* [PROBLEM TO WORK ON]: Using the listing below, please gather every line containing the word "github".

___

PR #631, opened 2022-01-02
Add recover options to gravity documentation

yubiuser:
---
Documents the recovery options of the gravity database added by https://github.com/pi-hole/pi-hole/pull/4288

### DIFF
--- a/docs/database/gravity/recovery.md
+++ b/docs/database/gravity/recovery.md
@@ -1,0 +1,36 @@
+If the `gravity.db` database has been damaged, Pi-hole offers two build-in attemps to repair the database.
+
+## Recover
+
+Try to recover a damaged gravity database file.
+Pi-hole tries to restore as much as possible from a corrupted gravity database.
+Run:
+
+```bash
+pihole -g -r recover
+```
+
+## Recreate
+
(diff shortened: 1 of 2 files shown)


DL6ER:
I just wonder what happens when recreating on a system that has not existed pre-v5.0 (no migration update). I didn't test this case but I guess they'd end up with an functional, yet, empty database (also no adlist). They should run `pihole -r` + reconfigure afterwards.

yubiuser:
> empty database (also no adlist).

Creating an empty database currently fails (https://github.com/pi-hole/pi-hole/issues/4506).

We do create `adlist.list` on each fresh install. It will then be moved to `/migration_backup` and during `pihole -g -r recreation` be copied back to `/etc/pihole`

https://github.com/pi-hole/pi-hole/blob/1b809e4e8ea442cd2a3cc54206429fabd58cce05/automated%20install/basic-install.sh#L1126-L1140

https://github.com/pi-hole/pi-hole/blob/1b809e4e8ea442cd2a3cc54206429fabd58cce05/gravity.sh#L295-L299

https://github.com/pi-hole/pi-hole/blob/1b809e4e8ea442cd2a3cc54206429fabd58cce05/gravity.sh#L959-L966

DL6ER:
Not sure if we're talking at cross purposes here. With empty I meant everything out needs to be a valid gravity database is in there. Just no adlist, but this doesn't seem true as you found. Thanks for checking!

PR #621, opened 2023-09-06
[server] Support compression with Active/Active + Partial Update

sixpluszero:
## [server] Support compression with Active/Active + Partial Update
This PR fixes compression feature incompatibility with A/A Partial Update:
(1) Add decompression logic for old value fetched from TransientCache.
(2) Make sure the decompressed data ByteBuffer from storage engine contains schema header in front so when updating a key that's written during batch phase, it will be able to infer the schema from the byte array's first 4 bytes.
**Important**: Also this PR fixes a bug in repush in AAWC: Inside repush logic, the chunk assembler for RMD is using value byte's total length to initialize byte array, which will fail when compression is enabled as value size could be less than rmd size in this case.

## How was this PR tested?
New unit test / Enable compression on existing integration test.
For ZSTD_WITH_DICT it is not fully validated after changing to produce float array instead of string map, as the dictionary size is still too big when requesting topic during repush. This should be fixed in a separated PR.


internal/venice-client-common/src/main/java/com/linkedin/venice/compression/GzipCompressor.java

___

* [EXERCISE OUTPUT]:
Documents the recovery options of the gravity database added by https://github.com/pi-hole/pi-hole/pull/4288
Creating an empty database currently fails (https://github.com/pi-hole/pi-hole/issues/4506).
https://github.com/pi-hole/pi-hole/blob/1b809e4e8ea442cd2a3cc54206429fabd58cce05/automated%20install/basic-install.sh#L1126-L1140
https://github.com/pi-hole/pi-hole/blob/1b809e4e8ea442cd2a3cc54206429fabd58cce05/gravity.sh#L295-L299
https://github.com/pi-hole/pi-hole/blob/1b809e4e8ea442cd2a3cc54206429fabd58cce05/gravity.sh#L959-L966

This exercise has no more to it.